(Stored items)
-- Opening Marker --
PR #6249, opened 2015-09-08
samphippen/bugfix/5605

### LINKED ISSUE #5605: Can't create vagrant vm " inspected result must be ASCII only"
I tried vagrant up with :

- ruby version :  ruby-1.9.3-p547
- vagrant : 1.7.2
- virtualbox : 4.3.26r98988

```text
$ vagrant up
/opt/vagrant/embedded/gems/gems/vagrant-1.7.2/lib/vagrant/config/loader.rb:44:in `inspect': inspected result must be ASCII only or use the same encoding with default external (Encoding::CompatibilityError)
	from /opt/vagrant/embedded/gems/gems/vagrant-1.7.2/lib/vagrant/config/loader.rb:44:in `inspect'
	from /opt/vagrant/embedded/gems/gems/vagrant-1.7.2/lib/vagrant/config/loader.rb:44:in `set'
	from /opt/vagrant/embedded/gems/gems/vagrant-1.7.2/lib/vagrant/vagrantfile.rb:145:in `machine_config'
	from /opt/vagrant/embedded/gems/gems/vagrant-1.7.2/lib/vagrant/environment.rb:325:in `default_provider'
	from /opt/vagrant/embedded/gems/gems/vagrant-1.7.2/lib/vagrant/plugin/v2/command.rb:165:in `block in with_target_vms'
	from /opt/vagrant/embedded/gems/gems/vagrant-1.7.2/lib/vagrant/plugin/v2/command.rb:192:in `call'
	from /opt/vagrant/embedded/gems/gems/vagrant-1.7.2/lib/vagrant/plugin/v2/command.rb:192:in `block in with_target_vms'
	from /opt/vagrant/embedded/gems/gems/vagrant-1.7.2/lib/vagrant/plugin/v2/command.rb:174:in `each'
	from /opt/vagrant/embedded/gems/gems/vagrant-1.7.2/lib/vagrant/plugin/v2/command.rb:174:in `with_target_vms'
	from /opt/vagrant/embedded/gems/gems/vagrant-1.7.2/plugins/commands/up/command.rb:74:in `block in execute'
	from /opt/vagrant/embedded/gems/gems/vagrant-1.7.2/lib/vagrant/environment.rb:277:in `block (2 levels) in batch'
	from /opt/vagrant/embedded/gems/gems/vagrant-1.7.2/lib/vagrant/environment.rb:275:in `tap'
	from /opt/vagrant/embedded/gems/gems/vagrant-1.7.2/lib/vagrant/environment.rb:275:in `block in batch'
	from /opt/vagrant/embedded/gems/gems/vagrant-1.7.2/lib/vagrant/environment.rb:274:in `synchronize'
	from /opt/vagrant/embedded/gems/gems/vagrant-1.7.2/lib/vagrant/environment.rb:274:in `batch'
	from /opt/vagrant/embedded/gems/gems/vagrant-1.7.2/plugins/commands/up/command.rb:58:in `execute'
	from /opt/vagrant/embedded/gems/gems/vagrant-1.7.2/lib/vagrant/cli.rb:42:in `execute'
	from /opt/vagrant/embedded/gems/gems/vagrant-1.7.2/lib/vagrant/environment.rb:301:in `cli'
	from /opt/vagrant/bin/../embedded/gems/gems/vagrant-1.7.2/bin/vagrant:174:in `<main>'
```

I change ruby version to 2.1.0 but same result.

samphippen:
Here we implement a naive solution to #5605 which catches the case that
a provided source contains an object which cannot be inspected, because
an object contained within in has an #inspect string that returns a
string that is incompatible with the encoding in
`Encoding.default_external` or a string which cannot be downcast to
7-bit ascii.

The Ruby VM implementation of "#inspect" implements this checking on
these lines of code: http://git.io/vZYNS. A Ruby level override of
this method does not cause this problem. For example:

```ruby
class Foo
  def inspect
    "😍".encode("UTF-16LE")
  end
```

will not cause the problem, because that's a Ruby implementation and the
VM's checks don't occur.

However, if we have an Object which **does** use the VM implementation
of inspect, that contains an object that has an inspect string which
returns non-ascii, we encounter the bug. For example:

```ruby
class Bar
  def inspect
    "😍".encode("UTF-16LE")
  end
end

class Foo
  def initialize
     @bar = Bar.new
  end
end

Foo.new.inspect
```

Will cause the issue.

The solution this patch provides basically catches the encoding error
and inserts a string which attempts to help the user work out which
object was provided without blowing up. Most likely, this was caused
by a user having a weird encoding coming out of one of the sources
passed in, but without a full repro case, it's not clear whether a patch
should be applied to a different object in the system.

Closes #5605.

### DIFF
--- a/test/unit/vagrant/config/loader_test.rb
+++ b/test/unit/vagrant/config/loader_test.rb
@@ -61,8 +61,11 @@ describe Vagrant::Config::Loader do
           end
         end.new(klass_with_bad_inspect_string)
       }
+
       it "does not raise the ascii encoding exception" do
-        instance.set(:arbitrary, test_source)
+        expect {
+          instance.set(:arbitrary, test_source)
+        }.to raise_error(ArgumentError, /Unknown configuration source/)
       end
     end
   end
--- a/test/unit/vagrant/config/loader_test.rb
+++ b/test/unit/vagrant/config/loader_test.rb
@@ -38,6 +38,35 @@ describe Vagrant::Config::Loader do
 
   let(:instance) { described_class.new(versions, version_order) }
 
+  describe "#set" do
+    context "with an object that cannot be inspected" do
+
+      # This represents the euro symbol in UTF-16LE. pack("c*") returns an ASCII
+      # string and so we have to force the encoding
+      UTF_16LE_STRING_THAT_CANNOT_BE_DOWNCAST_TO_ASCII = [0x20, 0xAC].pack("c*").force_encoding("UTF-16LE")
+
+
+      let(:klass_with_bad_inspect_string) do
+        Class.new do
+          def inspect
+            UTF_16LE_STRING_THAT_CANNOT_BE_DOWNCAST_TO_ASCII
+          end
+        end
+      end
+
+      let(:test_source) {
+        Class.new do
+          def initialize(collaborator)
+            @foo = collaborator.new
+          end
+        end.new(klass_with_bad_inspect_string)
+      }
+      it "does not raise the ascii encoding exception" do
+        instance.set(:arbitrary, test_source)
+      end
+    end
+  end
+
   describe "basic loading" do
     it "should ignore non-existent load order keys" do
       instance.load([:foo])
--- a/lib/vagrant/config/loader.rb
+++ b/lib/vagrant/config/loader.rb
@@ -41,10 +41,20 @@ module Vagrant
       # `set` multiple times with the same name will override any previously
       # set values. In this way, the last set data for a given name wins.
       def set(name, sources)
-        @logger.info("Set #{name.inspect} = #{sources.inspect}")
-
         # Sources should be an array
         sources = [sources] if !sources.kind_of?(Array)
+
+        reliably_inspected_sources = sources.reduce({}) { |accum, source|
+          begin
+            accum[source] = source.inspect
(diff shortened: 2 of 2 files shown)


samphippen:
@bar so sorry. `@bar` refers to the instance variable bar in ruby, which I explained in my commit message and GitHub pinged you. That's a fun expected interaction. Hope you can understand :)

test/unit/vagrant/config/loader_test.rb
```diff
@@ -38,6 +38,38 @@ def self.merge(old, new)
 
   let(:instance) { described_class.new(versions, version_order) }
 
+  describe "#set" do
+    context "with an object that cannot be inspected" do
+
+      # This represents the euro symbol in UTF-16LE. pack("c*") returns an ASCII
+      # string and so we have to force the encoding
+      UTF_16LE_STRING_THAT_CANNOT_BE_DOWNCAST_TO_ASCII = [0x20, 0xAC].pack("c*").force_encoding("UTF-16LE")
```
mitchellh: Love this!

mitchellh:
This looks great! Thanks. :)

bar:
@samphippen I know... I'll have to suggest using a different language from now on...

just kidding :p but maybe you can escape the at handle first, thanks!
-- Closing Marker --
- _REQUIRED ACTION_
Each record above is to be returned verbatim.

- _TASK ANSWER_
PR #6249, opened 2015-09-08
samphippen/bugfix/5605

### LINKED ISSUE #5605: Can't create vagrant vm " inspected result must be ASCII only"
I tried vagrant up with :

- ruby version :  ruby-1.9.3-p547
- vagrant : 1.7.2
- virtualbox : 4.3.26r98988

```text
$ vagrant up
/opt/vagrant/embedded/gems/gems/vagrant-1.7.2/lib/vagrant/config/loader.rb:44:in `inspect': inspected result must be ASCII only or use the same encoding with default external (Encoding::CompatibilityError)
	from /opt/vagrant/embedded/gems/gems/vagrant-1.7.2/lib/vagrant/config/loader.rb:44:in `inspect'
	from /opt/vagrant/embedded/gems/gems/vagrant-1.7.2/lib/vagrant/config/loader.rb:44:in `set'
	from /opt/vagrant/embedded/gems/gems/vagrant-1.7.2/lib/vagrant/vagrantfile.rb:145:in `machine_config'
	from /opt/vagrant/embedded/gems/gems/vagrant-1.7.2/lib/vagrant/environment.rb:325:in `default_provider'
	from /opt/vagrant/embedded/gems/gems/vagrant-1.7.2/lib/vagrant/plugin/v2/command.rb:165:in `block in with_target_vms'
	from /opt/vagrant/embedded/gems/gems/vagrant-1.7.2/lib/vagrant/plugin/v2/command.rb:192:in `call'
	from /opt/vagrant/embedded/gems/gems/vagrant-1.7.2/lib/vagrant/plugin/v2/command.rb:192:in `block in with_target_vms'
	from /opt/vagrant/embedded/gems/gems/vagrant-1.7.2/lib/vagrant/plugin/v2/command.rb:174:in `each'
	from /opt/vagrant/embedded/gems/gems/vagrant-1.7.2/lib/vagrant/plugin/v2/command.rb:174:in `with_target_vms'
	from /opt/vagrant/embedded/gems/gems/vagrant-1.7.2/plugins/commands/up/command.rb:74:in `block in execute'
	from /opt/vagrant/embedded/gems/gems/vagrant-1.7.2/lib/vagrant/environment.rb:277:in `block (2 levels) in batch'
	from /opt/vagrant/embedded/gems/gems/vagrant-1.7.2/lib/vagrant/environment.rb:275:in `tap'
	from /opt/vagrant/embedded/gems/gems/vagrant-1.7.2/lib/vagrant/environment.rb:275:in `block in batch'
	from /opt/vagrant/embedded/gems/gems/vagrant-1.7.2/lib/vagrant/environment.rb:274:in `synchronize'
	from /opt/vagrant/embedded/gems/gems/vagrant-1.7.2/lib/vagrant/environment.rb:274:in `batch'
	from /opt/vagrant/embedded/gems/gems/vagrant-1.7.2/plugins/commands/up/command.rb:58:in `execute'
	from /opt/vagrant/embedded/gems/gems/vagrant-1.7.2/lib/vagrant/cli.rb:42:in `execute'
	from /opt/vagrant/embedded/gems/gems/vagrant-1.7.2/lib/vagrant/environment.rb:301:in `cli'
	from /opt/vagrant/bin/../embedded/gems/gems/vagrant-1.7.2/bin/vagrant:174:in `<main>'
```

I change ruby version to 2.1.0 but same result.

samphippen:
Here we implement a naive solution to #5605 which catches the case that
a provided source contains an object which cannot be inspected, because
an object contained within in has an #inspect string that returns a
string that is incompatible with the encoding in
`Encoding.default_external` or a string which cannot be downcast to
7-bit ascii.

The Ruby VM implementation of "#inspect" implements this checking on
these lines of code: http://git.io/vZYNS. A Ruby level override of
this method does not cause this problem. For example:

```ruby
class Foo
  def inspect
    "😍".encode("UTF-16LE")
  end
```

will not cause the problem, because that's a Ruby implementation and the
VM's checks don't occur.

However, if we have an Object which **does** use the VM implementation
of inspect, that contains an object that has an inspect string which
returns non-ascii, we encounter the bug. For example:

```ruby
class Bar
  def inspect
    "😍".encode("UTF-16LE")
  end
end

class Foo
  def initialize
     @bar = Bar.new
  end
end

Foo.new.inspect
```

Will cause the issue.

The solution this patch provides basically catches the encoding error
and inserts a string which attempts to help the user work out which
object was provided without blowing up. Most likely, this was caused
by a user having a weird encoding coming out of one of the sources
passed in, but without a full repro case, it's not clear whether a patch
should be applied to a different object in the system.

Closes #5605.

### DIFF
--- a/test/unit/vagrant/config/loader_test.rb
+++ b/test/unit/vagrant/config/loader_test.rb
@@ -61,8 +61,11 @@ describe Vagrant::Config::Loader do
           end
         end.new(klass_with_bad_inspect_string)
       }
+
       it "does not raise the ascii encoding exception" do
-        instance.set(:arbitrary, test_source)
+        expect {
+          instance.set(:arbitrary, test_source)
+        }.to raise_error(ArgumentError, /Unknown configuration source/)
       end
     end
   end
--- a/test/unit/vagrant/config/loader_test.rb
+++ b/test/unit/vagrant/config/loader_test.rb
@@ -38,6 +38,35 @@ describe Vagrant::Config::Loader do
 
   let(:instance) { described_class.new(versions, version_order) }
 
+  describe "#set" do
+    context "with an object that cannot be inspected" do
+
+      # This represents the euro symbol in UTF-16LE. pack("c*") returns an ASCII
+      # string and so we have to force the encoding
+      UTF_16LE_STRING_THAT_CANNOT_BE_DOWNCAST_TO_ASCII = [0x20, 0xAC].pack("c*").force_encoding("UTF-16LE")
+
+
+      let(:klass_with_bad_inspect_string) do
+        Class.new do
+          def inspect
+            UTF_16LE_STRING_THAT_CANNOT_BE_DOWNCAST_TO_ASCII
+          end
+        end
+      end
+
+      let(:test_source) {
+        Class.new do
+          def initialize(collaborator)
+            @foo = collaborator.new
+          end
+        end.new(klass_with_bad_inspect_string)
+      }
+      it "does not raise the ascii encoding exception" do
+        instance.set(:arbitrary, test_source)
+      end
+    end
+  end
+
   describe "basic loading" do
     it "should ignore non-existent load order keys" do
       instance.load([:foo])
--- a/lib/vagrant/config/loader.rb
+++ b/lib/vagrant/config/loader.rb
@@ -41,10 +41,20 @@ module Vagrant
       # `set` multiple times with the same name will override any previously
       # set values. In this way, the last set data for a given name wins.
       def set(name, sources)
-        @logger.info("Set #{name.inspect} = #{sources.inspect}")
-
         # Sources should be an array
         sources = [sources] if !sources.kind_of?(Array)
+
+        reliably_inspected_sources = sources.reduce({}) { |accum, source|
+          begin
+            accum[source] = source.inspect
(diff shortened: 2 of 2 files shown)


samphippen:
@bar so sorry. `@bar` refers to the instance variable bar in ruby, which I explained in my commit message and GitHub pinged you. That's a fun expected interaction. Hope you can understand :)

test/unit/vagrant/config/loader_test.rb
```diff
@@ -38,6 +38,38 @@ def self.merge(old, new)
 
   let(:instance) { described_class.new(versions, version_order) }
 
+  describe "#set" do
+    context "with an object that cannot be inspected" do
+
+      # This represents the euro symbol in UTF-16LE. pack("c*") returns an ASCII
+      # string and so we have to force the encoding
+      UTF_16LE_STRING_THAT_CANNOT_BE_DOWNCAST_TO_ASCII = [0x20, 0xAC].pack("c*").force_encoding("UTF-16LE")
```
mitchellh: Love this!

mitchellh:
This looks great! Thanks. :)

bar:
@samphippen I know... I'll have to suggest using a different language from now on...

just kidding :p but maybe you can escape the at handle first, thanks!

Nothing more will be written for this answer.